__Input data__
PR #6, opened 2018-10-14
Fix barotropicQG forcing

navidcy:
- changes forcing implementation in `BarotropicQG` to support also deterministic time-varying forcing
- adds `test_bqg_deterministicforcingbudgets`
- fixes deprecations and syntax changes in `twodturb` and `barotropicqg` examples for `julia v1.0`


navidcy:
1. Changed `energy/enstrophy00` to `meanenergy/enstrophy`.
2. The if statement refers also to the form-stress. If there is no forcing of U(t) through `calcFU()` then the form-stress should not be computed. I'm not saying that there is not any better way to do it but I'd rather not bother now. Mostly because I am very tempted of clearing out the case with large-scale domain-averaged zonal flow U(t) from this module because it makes it complicated.
3. Agree on `using` Vs `import`; did few changes.
4. I changed `U` to a 0-dimensional array and now I was able to construct `Vars` using `structvarsexpr`.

__Exercise details__
What lines in the entries above include the string "also"? Return each one.

__Solved problem__
- changes forcing implementation in `BarotropicQG` to support also deterministic time-varying forcing
2. The if statement refers also to the form-stress. If there is no forcing of U(t) through `calcFU()` then the form-stress should not be computed. I'm not saying that there is not any better way to do it but I'd rather not bother now. Mostly because I am very tempted of clearing out the case with large-scale domain-averaged zonal flow U(t) from this module because it makes it complicated.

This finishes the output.